((
PR #3356, opened 2020-05-21
[IDSEQ-2656] The filter for e-value says ">=" but right now it is only ">"

ovalenzuela19:
# Description
The threshold filter says "greater than or equal to" but things that are "equal" are being filtered out in the sample's report.
For more information, visit [IDSEQ-2656](https://jira.czi.team/browse/IDSEQ-2656) 

The difference between this PR and the PR that was reverted is that we are now comparing the threshold filter to the rendered data instead of changing what the rendered data looked like.

# Notes
The bug is caused by the function 
renderNtNrDecimalValues(val, decimalPlaces) in app/assets/src/components/views/SampleViewV2/ReportTable.jsx
 
The line Number(val).toFixed(decimalPlaces || 0)
has an unintended rounding effect that rounds up when given a float greater than 2 decimal places but specify to round to one decimal place. 

For example:
Mastadenovirus has an e-value of 88.27 – but since the value passes through renderNtNrDecimalValues(88.27, 1)
it gets rounded up to 88.3 and is displayed like that – even though the data is stored as 88.27.
 
This is why the threshold filter appears like it doesn't work properly. The same issue applies to every other column and filter so I am sure there are other bugs caused by this same issue. 

# Tests
Create a new threshold filter with any value and apply it.
The bug fix worked if the taxon still appears in the report after the threshold filter was applied.


app/assets/src/components/views/SampleViewV2/ReportTable.jsx
```diff
@@ -586,8 +586,8 @@ class ReportTable extends React.Component {
           rowData.genus
             ? getOr(nullValue, path, rowData)
             : sortDirection === "asc"
-              ? limits[0]
-              : limits[1],
+            ? limits[0]
```
ovalenzuela19, line 589: linter fixed this

app/assets/src/components/views/SampleViewV2/SampleViewV2.jsx
```diff
@@ -1006,20 +1020,19 @@ export default class SampleViewV2 extends React.Component {
...
-                  metric={selectedOptions.metric}
-                  nameType={selectedOptions.nameType}
-                  onTaxonClick={this.handleTaxonClick}
-                  sample={sample}
-                  taxa={filteredReportData}
-                  useReportV2Format={true}
-                />
-              </div>
-            )}
+          {view === "tree" && filteredReportData.length > 0 && (
```
ovalenzuela19, line 1023: linter fixed this

app/assets/src/components/views/SampleViewV2/SampleViewV2.jsx
```diff
@@ -1082,8 +1095,9 @@ export default class SampleViewV2 extends React.Component {
             </UserContext.Consumer>
           </div>
           {currentTab === "Report" && this.renderReport()}
-          {currentTab === "Antimicrobial Resistance" &&
-            amrData && <AMRView amr={amrData} />}
+          {currentTab === "Antimicrobial Resistance" && amrData && (
```
ovalenzuela19, line 1098: linter fixed this

app/assets/src/components/views/SampleViewV2/SampleViewV2.jsx
```diff
@@ -344,8 +344,24 @@ export default class SampleViewV2 extends React.Component {
 
   getTaxonMetricValue = (row, metric) => {
     let parsedMetric = metric.split(":");
+    let metricDecimalPlaces = this.getDecimalPlacesFromMetric(parsedMetric[1]);
     let parsedValue = get(parsedMetric, row);
-    return parsedValue;
+    return parseFloat(parsedValue).toFixed(metricDecimalPlaces || 0);
+  };
+
+  getDecimalPlacesFromMetric = metric => {
```
tfrcarvalho, line 352: This should just be a constant defined on top.

app/assets/src/components/views/SampleViewV2/ReportTable.jsx
tfrcarvalho: We could try to a full code lint update, to just do all at once. Do you want to try that on a follow up?

app/assets/src/components/views/SampleViewV2/SampleViewV2.jsx
```diff
@@ -344,8 +344,24 @@ export default class SampleViewV2 extends React.Component {
 
   getTaxonMetricValue = (row, metric) => {
     let parsedMetric = metric.split(":");
+    let metricDecimalPlaces = this.getDecimalPlacesFromMetric(parsedMetric[1]);
```
tfrcarvalho, line 347: I wonder if we should just do this on `fetchSampleReportData` just after we loaded the raw data. That way we would do it just once. wdyt?

app/assets/src/components/views/SampleViewV2/ReportTable.jsx
ovalenzuela19: Yeah I think that's a great idea!

app/assets/src/components/views/SampleViewV2/SampleViewV2.jsx
ovalenzuela19: Yeah definitely I think it's a great idea!

app/assets/src/components/views/SampleViewV2/SampleViewV2.jsx
```diff
@@ -348,6 +349,45 @@ export default class SampleViewV2 extends React.Component {
     return parsedValue;
   };
 
+  parseSpeciesMetricDecimalPlaces = species => {
```
tfrcarvalho, line 352: Lets call it `adjustMetricPrecision` ?
If this is only for species what happens with genus (i do not remember the full data structure...)?

app/assets/src/components/views/SampleViewV2/SampleViewV2.jsx
```diff
@@ -348,6 +349,45 @@ export default class SampleViewV2 extends React.Component {
...
+    let parsedSpeciesMetrics = Object.assign({}, species);
+    let metricDecimalPlaces = {
```
tfrcarvalho, line 354: Please define a constant on top. Eventually we might also have to move it out to keep consistent precision across the

app/assets/src/components/views/SampleViewV2/SampleViewV2.jsx
```diff
@@ -348,6 +349,45 @@ export default class SampleViewV2 extends React.Component {
...
+      rpm: 1,
+      count: 0,
+      contigs: 0,
+      contig_r: 0,
+      percent_identity: 1,
+      alignment_length: 1,
+      e_value: 1,
+    };
+
+    Object.keys(species).forEach(outerMetric => {
```
tfrcarvalho, line 366: We use `count_type` to refer to `nt` and `nr` .

app/assets/src/components/views/SampleViewV2/SampleViewV2.jsx
```diff
@@ -348,6 +349,45 @@ export default class SampleViewV2 extends React.Component {
     return parsedValue;
   };
 
+  parseSpeciesMetricDecimalPlaces = species => {
+    let parsedSpeciesMetrics = Object.assign({}, species);
```
tfrcarvalho, line 353: Any reason why yo can't edit species directly instead of a new object? would save space...

app/assets/src/components/views/SampleViewV2/SampleViewV2.jsx
```diff
@@ -348,6 +349,45 @@ export default class SampleViewV2 extends React.Component {
...
+      count: 0,
+      contigs: 0,
+      contig_r: 0,
+      percent_identity: 1,
+      alignment_length: 1,
+      e_value: 1,
+    };
+
+    Object.keys(species).forEach(outerMetric => {
+      if (outerMetric in metricDecimalPlaces) {
```
tfrcarvalho, line 367: When is this condition true? We should always have either nt or nr...

app/assets/src/components/views/SampleViewV2/SampleViewV2.jsx
tfrcarvalho: If you us `Object.entries(species).foreach((count_type, metrics) => ` instead you get the `count_type` and the `metrics` immediately. Might make it slightly more readable?

app/assets/src/components/views/SampleViewV2/SampleViewV2.jsx
```diff
@@ -348,6 +349,45 @@ export default class SampleViewV2 extends React.Component {
...
+        parsedSpeciesMetrics[outerMetric] = parseFloat(
+          species[outerMetric]
+        ).toFixed(metricDecimalPlaces[outerMetric]);
+      } else if (outerMetric === "nt") {
```
tfrcarvalho, line 371: If you use Object.entries as above, this branch can be treated like the bottom one. Shorter code :)

app/assets/src/components/views/SampleViewV2/SampleViewV2.jsx
ovalenzuela19: Sorry! This was because I was comparing the original species vs the species with adjusted decimal places and forgot to change back to species directly

app/assets/src/components/views/SampleViewV2/SampleViewV2.jsx
ovalenzuela19: This is true if the metric is not in nr or nt and is in METRIC_DECIMAL_PLACES (which is a metric that we want to adjust the decimal places)

app/assets/src/components/views/SampleViewV2/SampleViewV2.jsx
ovalenzuela19: a sorted genus just contains a genusTaxId and a children species just contains speciesTaxId. they're both similar in structure:
`sorted genus  (32) [570, 561, 10509, 547, 255204, 92793, 1386, 1827195, 63265, 1743, 590, 59732, 390250, 1705353, 71927, -200541000, 1649459, 5324, 1263, 544, 110932, 1822464, 1301, 265, 1298, 80865, 1912216, 2053, 32008, 469, 48736, 1827]`

app/assets/src/components/views/SampleViewV2/SampleViewV2.jsx
ovalenzuela19: Here is the structure of a species:
`agg_score: "19195"
category: "bacteria"
common_name: ""
genus_tax_id: 1827
max_z_score: 6.475747921182336
name: "Rhodococcus erythropolis"
nr:
alignment_length: "49.0"
bg_mean: "40"
bg_stdev: "131"
count: "1"
e_value: "21.0"
percent_identity: "100.0"
rpm: "891.3"
z_score: "6.5"
__proto__: Object
nt:
alignment_length: "0.0"
bg_mean: "10"
bg_stdev: "31"
count: "0"
e_value: "0.0"
percent_identity: "0.0"
rpm: "0.0"
z_score: "-100.0"`

app/assets/src/components/views/SampleViewV2/SampleViewV2.jsx
ovalenzuela19: countType seems a little misleading to me... would metricType be better? and instead of `metrics` would metricValue be better?
`
{
   agg_score: 19195.238841125654
   category: "bacteria"
   common_name: ""
   genus_tax_id: 1827
   max_z_score: 6.475747921182336
   name: "Rhodococcus erythropolis"
   NR: {
      alignment_length: 49
      bg_mean: 39.7436
      bg_stdev: 131.494
      count: 1
      e_value: 21
      percent_identity: 100
      rpm: 891.2655971479501
      z_score: 6.475747921182336
... (NT has same structure of NR)
}
`

ovalenzuela19: The formatting isn't so well here but NR and NT are nested within the species object which is why I think count_type is misleading since it also refers to `agg_score: 19195.238841125654
category: "bacteria"
common_name: ""
genus_tax_id: 1827
max_z_score: 6.475747921182336
name: "Rhodococcus erythropolis"`

ovalenzuela19: > If you us `Object.entries(species).foreach((count_type, metrics) => ` instead you get the `count_type` and the `metrics` immediately. Might make it slightly more readable?

This is really clean! I didn't know about Object.entries()!

tfrcarvalho: `countType` is what we call it across the entire app, so now is not a good time to change it. Also, NT and NR are not metrics types but just the database type we are counting against.`alignment_length`, `rpm` are the metrics..
So:
- `countType` is `nt`, `nr`
- `metrics` is the key `alignment_length`, `rpm`, etc. (and the object with key, values)
- `metricValue` is `6.4757479`, etc.

When you use the entries function it will match adequately.

app/assets/src/components/views/SampleViewV2/SampleViewV2.jsx
tfrcarvalho: I see, forgot about the aggregate score.

app/assets/src/components/views/SampleViewV2/SampleViewV2.jsx
```diff
@@ -226,14 +238,16 @@ export default class SampleViewV2 extends React.Component {
...
-          return merge(
-            rawReportData.counts[SPECIES_LEVEL_INDEX][speciesTaxId],
-            {
-              highlighted: isHighlighted,
-              taxId: speciesTaxId,
-              taxLevel: "species",
-            }
+          const speciesInfo =
+            rawReportData.counts[SPECIES_LEVEL_INDEX][speciesTaxId];
+          let speciesWithAdjustedMetricPrecision = this.adjustMetricPrecision(
```
tfrcarvalho, line 243: This can be const.

app/assets/src/components/views/SampleViewV2/SampleViewV2.jsx
```diff
@@ -348,6 +362,33 @@ export default class SampleViewV2 extends React.Component {
     return parsedValue;
   };
 
+  adjustMetricPrecision = species => {
+    Object.entries(species).forEach(([countType, metricValue]) => {
+      if (countType in METRIC_DECIMAL_PLACES) {
+        species[countType] = parseFloat(metricValue).toFixed(
+          METRIC_DECIMAL_PLACES[countType]
+        );
+      } else if (countType === "nt") {
```
tfrcarvalho, line 371: This could almost be an else, but if you really want to do the sanity check do `if (countType === "nt" || countType === "nr")` and you can remove the bottom branch.

app/assets/src/components/views/SampleViewV2/SampleViewV2.jsx
```diff
@@ -348,6 +362,33 @@ export default class SampleViewV2 extends React.Component {
     return parsedValue;
   };
 
+  adjustMetricPrecision = species => {
+    Object.entries(species).forEach(([countType, metricValue]) => {
```
tfrcarvalho, line 366: Ok, I might have induced you in error. Here we don't yet know if it is a countType or a metricKey... so, lets call it key only.

app/assets/src/components/views/SampleViewV2/SampleViewV2.jsx
```diff
@@ -348,6 +362,33 @@ export default class SampleViewV2 extends React.Component {
...
+      if (countType in METRIC_DECIMAL_PLACES) {
+        species[countType] = parseFloat(metricValue).toFixed(
+          METRIC_DECIMAL_PLACES[countType]
+        );
+      } else if (countType === "nt") {
+        Object.entries(species.nt).forEach(([countType, metricValue]) => {
```
tfrcarvalho, line 372: Here we know it is `metricKey`. We should also not reuse the variable we defined on the outer loop.

ovalenzuela19: Gotcha! So you mean replacing `countType` with `metricKey` right?

app/assets/src/components/views/SampleViewV2/SampleViewV2.jsx
ovalenzuela19: I am not sure if I understand the comments about `adjustMetricPrecision`. Here we talk about renaming `countType` to `key` - but then refer to replacing the two `else if` statements with one `if (countType === "nt" || countType === "nr")` in the other comment. Did you mean `if (key === "nt" || key === "nr")`?

app/assets/src/components/views/SampleViewV2/SampleViewV2.jsx
ovalenzuela19: Did you mean `if (key === "nt" || key === "nr")`?

app/assets/src/components/views/SampleViewV2/SampleViewV2.jsx
tfrcarvalho: Yes :)

app/assets/src/components/views/SampleViewV2/SampleViewV2.jsx
tfrcarvalho: Yes, I did not go back to fully fix old comments :)

ovalenzuela19:
Thank you for all of your feedback @tfrcarvalho!!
))
*Exercise goal*: Which lines run from the first of the listing to the line containing "This is why"? Reproduce those exactly, both ends included.

*Task output*:
PR #3356, opened 2020-05-21
[IDSEQ-2656] The filter for e-value says ">=" but right now it is only ">"

ovalenzuela19:
# Description
The threshold filter says "greater than or equal to" but things that are "equal" are being filtered out in the sample's report.
For more information, visit [IDSEQ-2656](https://jira.czi.team/browse/IDSEQ-2656) 

The difference between this PR and the PR that was reverted is that we are now comparing the threshold filter to the rendered data instead of changing what the rendered data looked like.

# Notes
The bug is caused by the function 
renderNtNrDecimalValues(val, decimalPlaces) in app/assets/src/components/views/SampleViewV2/ReportTable.jsx
 
The line Number(val).toFixed(decimalPlaces || 0)
has an unintended rounding effect that rounds up when given a float greater than 2 decimal places but specify to round to one decimal place. 

For example:
Mastadenovirus has an e-value of 88.27 – but since the value passes through renderNtNrDecimalValues(88.27, 1)
it gets rounded up to 88.3 and is displayed like that – even though the data is stored as 88.27.
 
This is why the threshold filter appears like it doesn't work properly. The same issue applies to every other column and filter so I am sure there are other bugs caused by this same issue. 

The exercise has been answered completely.